_TASK BRIEF_
For each line below that holds the word "browse", make a copy.

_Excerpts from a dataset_
--- START ---

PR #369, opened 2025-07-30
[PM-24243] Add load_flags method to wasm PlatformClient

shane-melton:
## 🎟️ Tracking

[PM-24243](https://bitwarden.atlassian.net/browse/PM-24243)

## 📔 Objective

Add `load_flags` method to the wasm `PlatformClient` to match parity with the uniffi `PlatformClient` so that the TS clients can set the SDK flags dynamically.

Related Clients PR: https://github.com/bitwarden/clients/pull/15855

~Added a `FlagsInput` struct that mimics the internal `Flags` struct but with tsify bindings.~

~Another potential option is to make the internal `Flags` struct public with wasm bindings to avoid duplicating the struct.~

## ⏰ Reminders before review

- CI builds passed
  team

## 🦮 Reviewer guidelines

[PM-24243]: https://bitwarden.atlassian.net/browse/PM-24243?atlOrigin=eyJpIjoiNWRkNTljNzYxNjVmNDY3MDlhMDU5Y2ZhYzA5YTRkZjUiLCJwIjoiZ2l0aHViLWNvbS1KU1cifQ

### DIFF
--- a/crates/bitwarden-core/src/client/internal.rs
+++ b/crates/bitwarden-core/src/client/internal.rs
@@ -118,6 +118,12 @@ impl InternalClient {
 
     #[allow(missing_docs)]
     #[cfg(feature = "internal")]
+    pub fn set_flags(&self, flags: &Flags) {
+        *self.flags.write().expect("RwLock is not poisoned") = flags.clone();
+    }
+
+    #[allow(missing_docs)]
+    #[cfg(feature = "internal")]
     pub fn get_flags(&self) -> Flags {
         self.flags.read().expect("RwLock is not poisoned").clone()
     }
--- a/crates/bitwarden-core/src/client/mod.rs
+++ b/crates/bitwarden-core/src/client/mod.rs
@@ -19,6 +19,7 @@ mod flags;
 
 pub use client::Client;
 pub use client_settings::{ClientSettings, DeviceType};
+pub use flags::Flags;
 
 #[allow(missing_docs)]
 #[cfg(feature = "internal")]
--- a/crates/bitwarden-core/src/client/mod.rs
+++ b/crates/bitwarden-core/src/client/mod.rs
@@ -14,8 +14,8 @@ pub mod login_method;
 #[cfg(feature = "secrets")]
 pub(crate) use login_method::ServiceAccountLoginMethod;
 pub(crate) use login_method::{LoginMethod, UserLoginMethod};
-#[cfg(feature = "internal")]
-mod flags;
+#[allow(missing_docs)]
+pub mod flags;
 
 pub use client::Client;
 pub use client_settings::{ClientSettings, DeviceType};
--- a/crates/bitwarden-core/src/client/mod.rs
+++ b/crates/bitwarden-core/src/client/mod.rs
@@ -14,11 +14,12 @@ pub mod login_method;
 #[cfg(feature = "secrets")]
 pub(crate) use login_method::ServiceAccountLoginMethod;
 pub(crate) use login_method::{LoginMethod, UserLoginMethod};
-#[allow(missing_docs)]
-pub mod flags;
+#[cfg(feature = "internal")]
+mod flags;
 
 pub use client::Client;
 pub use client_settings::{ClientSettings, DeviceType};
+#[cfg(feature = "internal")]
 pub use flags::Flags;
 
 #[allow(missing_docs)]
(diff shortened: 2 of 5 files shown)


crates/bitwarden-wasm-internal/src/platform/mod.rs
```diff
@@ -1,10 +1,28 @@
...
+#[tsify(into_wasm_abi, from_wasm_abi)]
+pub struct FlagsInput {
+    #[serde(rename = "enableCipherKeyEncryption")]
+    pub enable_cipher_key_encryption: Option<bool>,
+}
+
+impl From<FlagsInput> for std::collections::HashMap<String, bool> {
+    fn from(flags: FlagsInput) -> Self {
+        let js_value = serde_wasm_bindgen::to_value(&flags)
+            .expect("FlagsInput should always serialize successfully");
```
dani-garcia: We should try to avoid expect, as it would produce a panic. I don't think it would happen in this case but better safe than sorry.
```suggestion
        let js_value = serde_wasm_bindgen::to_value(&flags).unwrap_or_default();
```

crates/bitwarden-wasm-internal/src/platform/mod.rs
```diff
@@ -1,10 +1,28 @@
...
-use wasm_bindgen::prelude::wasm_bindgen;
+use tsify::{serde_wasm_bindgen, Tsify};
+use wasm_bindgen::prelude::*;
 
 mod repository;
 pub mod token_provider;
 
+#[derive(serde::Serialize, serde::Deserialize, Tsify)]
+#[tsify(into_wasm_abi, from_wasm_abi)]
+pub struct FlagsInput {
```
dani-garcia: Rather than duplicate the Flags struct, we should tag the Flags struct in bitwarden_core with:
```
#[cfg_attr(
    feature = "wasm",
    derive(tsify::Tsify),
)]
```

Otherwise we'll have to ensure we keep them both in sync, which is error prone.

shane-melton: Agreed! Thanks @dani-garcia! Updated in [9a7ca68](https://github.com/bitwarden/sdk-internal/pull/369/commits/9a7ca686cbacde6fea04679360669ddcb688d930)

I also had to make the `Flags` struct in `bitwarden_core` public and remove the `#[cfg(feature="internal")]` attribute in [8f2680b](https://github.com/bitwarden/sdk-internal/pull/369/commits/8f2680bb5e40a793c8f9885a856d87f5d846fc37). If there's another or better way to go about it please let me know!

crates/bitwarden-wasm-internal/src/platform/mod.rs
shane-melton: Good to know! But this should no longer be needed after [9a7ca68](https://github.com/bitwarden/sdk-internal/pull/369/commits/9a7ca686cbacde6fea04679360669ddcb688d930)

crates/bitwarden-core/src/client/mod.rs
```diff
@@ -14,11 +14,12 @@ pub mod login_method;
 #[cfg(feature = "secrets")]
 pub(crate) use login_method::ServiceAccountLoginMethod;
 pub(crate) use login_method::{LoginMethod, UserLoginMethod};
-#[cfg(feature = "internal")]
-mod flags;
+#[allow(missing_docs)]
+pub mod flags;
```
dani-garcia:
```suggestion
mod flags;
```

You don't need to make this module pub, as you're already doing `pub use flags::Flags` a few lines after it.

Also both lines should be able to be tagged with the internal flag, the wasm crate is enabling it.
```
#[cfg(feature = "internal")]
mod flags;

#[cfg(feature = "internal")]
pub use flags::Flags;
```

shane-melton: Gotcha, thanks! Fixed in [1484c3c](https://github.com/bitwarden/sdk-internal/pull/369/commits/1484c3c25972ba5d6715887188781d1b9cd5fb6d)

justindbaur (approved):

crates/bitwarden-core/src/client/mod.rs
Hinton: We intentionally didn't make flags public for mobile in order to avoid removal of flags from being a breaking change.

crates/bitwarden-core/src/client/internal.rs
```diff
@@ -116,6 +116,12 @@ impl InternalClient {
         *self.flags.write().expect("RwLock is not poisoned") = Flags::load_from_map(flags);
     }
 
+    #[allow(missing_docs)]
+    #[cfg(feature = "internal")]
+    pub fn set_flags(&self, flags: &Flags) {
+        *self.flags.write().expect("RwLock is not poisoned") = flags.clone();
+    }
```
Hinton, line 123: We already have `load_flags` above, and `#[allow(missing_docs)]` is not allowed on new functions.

--- END ---
--- START ---

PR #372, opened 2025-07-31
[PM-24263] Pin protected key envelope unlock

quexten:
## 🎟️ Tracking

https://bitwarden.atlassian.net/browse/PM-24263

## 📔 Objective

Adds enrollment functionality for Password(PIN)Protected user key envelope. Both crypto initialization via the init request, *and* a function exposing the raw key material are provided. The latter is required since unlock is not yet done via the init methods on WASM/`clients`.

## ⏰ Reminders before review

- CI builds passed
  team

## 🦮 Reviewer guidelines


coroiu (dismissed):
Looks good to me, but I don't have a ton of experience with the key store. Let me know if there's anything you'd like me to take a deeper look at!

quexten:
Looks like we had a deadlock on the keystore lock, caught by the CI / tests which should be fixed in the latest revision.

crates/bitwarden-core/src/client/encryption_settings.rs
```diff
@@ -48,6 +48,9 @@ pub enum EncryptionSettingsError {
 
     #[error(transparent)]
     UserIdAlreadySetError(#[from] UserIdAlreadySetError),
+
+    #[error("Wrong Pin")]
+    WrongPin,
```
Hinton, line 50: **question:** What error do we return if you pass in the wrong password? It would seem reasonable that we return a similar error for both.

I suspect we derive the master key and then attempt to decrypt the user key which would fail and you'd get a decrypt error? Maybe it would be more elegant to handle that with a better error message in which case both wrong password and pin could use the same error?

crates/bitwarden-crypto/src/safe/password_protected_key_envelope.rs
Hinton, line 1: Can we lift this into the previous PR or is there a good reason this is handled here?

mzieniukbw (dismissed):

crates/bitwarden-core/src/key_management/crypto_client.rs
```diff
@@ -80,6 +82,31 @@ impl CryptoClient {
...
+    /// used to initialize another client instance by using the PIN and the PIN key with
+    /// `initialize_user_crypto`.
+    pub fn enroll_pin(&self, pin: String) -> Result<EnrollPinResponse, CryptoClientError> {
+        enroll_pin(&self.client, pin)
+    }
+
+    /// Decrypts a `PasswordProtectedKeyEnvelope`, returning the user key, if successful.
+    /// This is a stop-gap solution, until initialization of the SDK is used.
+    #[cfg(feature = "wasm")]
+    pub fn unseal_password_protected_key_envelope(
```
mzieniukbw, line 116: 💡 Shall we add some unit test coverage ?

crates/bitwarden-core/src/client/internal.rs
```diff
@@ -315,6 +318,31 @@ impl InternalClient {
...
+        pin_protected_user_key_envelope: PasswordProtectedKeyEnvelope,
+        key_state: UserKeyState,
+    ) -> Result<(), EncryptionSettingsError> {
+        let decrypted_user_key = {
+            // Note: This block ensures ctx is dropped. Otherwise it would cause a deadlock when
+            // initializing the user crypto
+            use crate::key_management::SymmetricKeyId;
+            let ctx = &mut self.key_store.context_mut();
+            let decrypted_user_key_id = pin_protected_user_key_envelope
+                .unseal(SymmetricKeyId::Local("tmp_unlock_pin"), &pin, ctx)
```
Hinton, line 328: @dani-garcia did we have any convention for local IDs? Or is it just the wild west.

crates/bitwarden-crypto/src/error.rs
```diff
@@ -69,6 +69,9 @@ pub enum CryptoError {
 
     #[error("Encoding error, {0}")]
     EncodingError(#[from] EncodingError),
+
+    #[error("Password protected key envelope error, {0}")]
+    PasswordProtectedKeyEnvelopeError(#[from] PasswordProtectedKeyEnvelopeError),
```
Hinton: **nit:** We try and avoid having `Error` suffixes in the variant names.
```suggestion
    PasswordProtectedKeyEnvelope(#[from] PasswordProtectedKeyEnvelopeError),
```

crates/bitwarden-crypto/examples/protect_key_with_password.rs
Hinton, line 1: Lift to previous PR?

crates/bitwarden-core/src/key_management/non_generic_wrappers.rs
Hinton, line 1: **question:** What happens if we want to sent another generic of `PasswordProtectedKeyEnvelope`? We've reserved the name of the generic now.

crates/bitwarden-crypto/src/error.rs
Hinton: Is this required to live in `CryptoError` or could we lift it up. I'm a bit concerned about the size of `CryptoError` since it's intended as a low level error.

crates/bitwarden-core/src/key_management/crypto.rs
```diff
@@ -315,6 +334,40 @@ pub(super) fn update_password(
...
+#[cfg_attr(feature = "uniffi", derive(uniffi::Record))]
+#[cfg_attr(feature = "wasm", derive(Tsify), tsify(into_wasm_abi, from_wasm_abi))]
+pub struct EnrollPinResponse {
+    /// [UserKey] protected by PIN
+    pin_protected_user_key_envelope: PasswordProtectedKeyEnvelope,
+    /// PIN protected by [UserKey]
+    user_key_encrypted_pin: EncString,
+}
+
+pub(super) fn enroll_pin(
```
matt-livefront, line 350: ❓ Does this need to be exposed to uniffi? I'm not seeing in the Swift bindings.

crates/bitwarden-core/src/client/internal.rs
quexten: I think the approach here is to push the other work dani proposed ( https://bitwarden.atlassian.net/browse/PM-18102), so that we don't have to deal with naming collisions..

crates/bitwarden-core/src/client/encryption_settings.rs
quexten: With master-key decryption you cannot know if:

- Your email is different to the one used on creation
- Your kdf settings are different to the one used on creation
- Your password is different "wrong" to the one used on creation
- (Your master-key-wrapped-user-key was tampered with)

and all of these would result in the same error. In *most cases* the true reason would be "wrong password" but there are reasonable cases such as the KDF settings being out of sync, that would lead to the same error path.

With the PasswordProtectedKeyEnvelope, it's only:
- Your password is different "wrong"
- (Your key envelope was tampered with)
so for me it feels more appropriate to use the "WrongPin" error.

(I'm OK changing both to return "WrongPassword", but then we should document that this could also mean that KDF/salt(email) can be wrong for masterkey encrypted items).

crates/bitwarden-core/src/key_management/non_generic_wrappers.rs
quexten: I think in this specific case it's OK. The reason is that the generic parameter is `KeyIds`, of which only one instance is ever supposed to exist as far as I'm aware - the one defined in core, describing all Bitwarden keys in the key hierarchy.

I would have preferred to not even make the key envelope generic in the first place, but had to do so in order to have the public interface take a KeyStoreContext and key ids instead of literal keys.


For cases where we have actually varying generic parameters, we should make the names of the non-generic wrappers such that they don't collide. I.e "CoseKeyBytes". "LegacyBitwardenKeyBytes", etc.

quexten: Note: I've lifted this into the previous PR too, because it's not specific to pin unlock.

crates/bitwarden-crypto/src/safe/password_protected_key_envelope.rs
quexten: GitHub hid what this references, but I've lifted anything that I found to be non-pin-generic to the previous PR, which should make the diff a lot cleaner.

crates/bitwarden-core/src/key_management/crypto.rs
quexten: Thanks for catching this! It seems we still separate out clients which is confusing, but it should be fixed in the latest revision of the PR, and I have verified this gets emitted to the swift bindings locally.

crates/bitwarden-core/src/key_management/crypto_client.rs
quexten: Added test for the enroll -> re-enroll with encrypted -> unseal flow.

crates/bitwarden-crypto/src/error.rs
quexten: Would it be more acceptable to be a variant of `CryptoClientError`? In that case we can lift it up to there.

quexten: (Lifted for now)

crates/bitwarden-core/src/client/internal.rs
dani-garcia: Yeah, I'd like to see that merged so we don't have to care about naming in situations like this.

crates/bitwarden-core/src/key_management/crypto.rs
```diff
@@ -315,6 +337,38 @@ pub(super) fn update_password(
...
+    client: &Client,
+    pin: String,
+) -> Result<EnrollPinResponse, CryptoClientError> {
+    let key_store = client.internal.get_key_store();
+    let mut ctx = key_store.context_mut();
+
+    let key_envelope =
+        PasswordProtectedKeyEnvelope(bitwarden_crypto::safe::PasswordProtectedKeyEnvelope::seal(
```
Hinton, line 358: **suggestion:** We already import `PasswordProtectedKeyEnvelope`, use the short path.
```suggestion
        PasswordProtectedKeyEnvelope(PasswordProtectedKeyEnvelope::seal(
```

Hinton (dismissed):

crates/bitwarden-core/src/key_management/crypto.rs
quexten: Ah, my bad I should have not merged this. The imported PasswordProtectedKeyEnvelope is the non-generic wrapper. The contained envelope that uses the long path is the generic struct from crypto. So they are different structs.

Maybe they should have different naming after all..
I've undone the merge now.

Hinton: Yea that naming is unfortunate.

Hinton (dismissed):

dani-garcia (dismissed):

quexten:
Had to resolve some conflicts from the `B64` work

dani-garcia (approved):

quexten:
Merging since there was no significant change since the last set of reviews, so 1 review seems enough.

--- END ---

_WRITTEN RESPONSE_
[PM-24243](https://bitwarden.atlassian.net/browse/PM-24243)
[PM-24243]: https://bitwarden.atlassian.net/browse/PM-24243?atlOrigin=eyJpIjoiNWRkNTljNzYxNjVmNDY3MDlhMDU5Y2ZhYzA5YTRkZjUiLCJwIjoiZ2l0aHViLWNvbS1KU1cifQ
https://bitwarden.atlassian.net/browse/PM-24263
quexten: I think the approach here is to push the other work dani proposed ( https://bitwarden.atlassian.net/browse/PM-18102), so that we don't have to deal with naming collisions..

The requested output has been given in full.